● REQUIREMENT
Once you have read the records below, write them all out exactly as given.

● Stored data
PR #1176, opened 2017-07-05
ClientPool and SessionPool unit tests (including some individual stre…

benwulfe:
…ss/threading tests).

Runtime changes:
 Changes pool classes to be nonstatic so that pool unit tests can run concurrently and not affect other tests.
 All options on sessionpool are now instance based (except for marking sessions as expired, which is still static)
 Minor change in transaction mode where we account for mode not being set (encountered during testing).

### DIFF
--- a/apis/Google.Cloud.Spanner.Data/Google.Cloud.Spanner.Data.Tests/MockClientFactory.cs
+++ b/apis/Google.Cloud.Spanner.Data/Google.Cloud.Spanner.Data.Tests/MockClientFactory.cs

● RESULT
PR #1176, opened 2017-07-05
ClientPool and SessionPool unit tests (including some individual stre…

benwulfe:
…ss/threading tests).

Runtime changes:
 Changes pool classes to be nonstatic so that pool unit tests can run concurrently and not affect other tests.
 All options on sessionpool are now instance based (except for marking sessions as expired, which is still static)
 Minor change in transaction mode where we account for mode not being set (encountered during testing).

### DIFF
--- a/apis/Google.Cloud.Spanner.Data/Google.Cloud.Spanner.Data.Tests/MockClientFactory.cs
+++ b/apis/Google.Cloud.Spanner.Data/Google.Cloud.Spanner.Data.Tests/MockClientFactory.cs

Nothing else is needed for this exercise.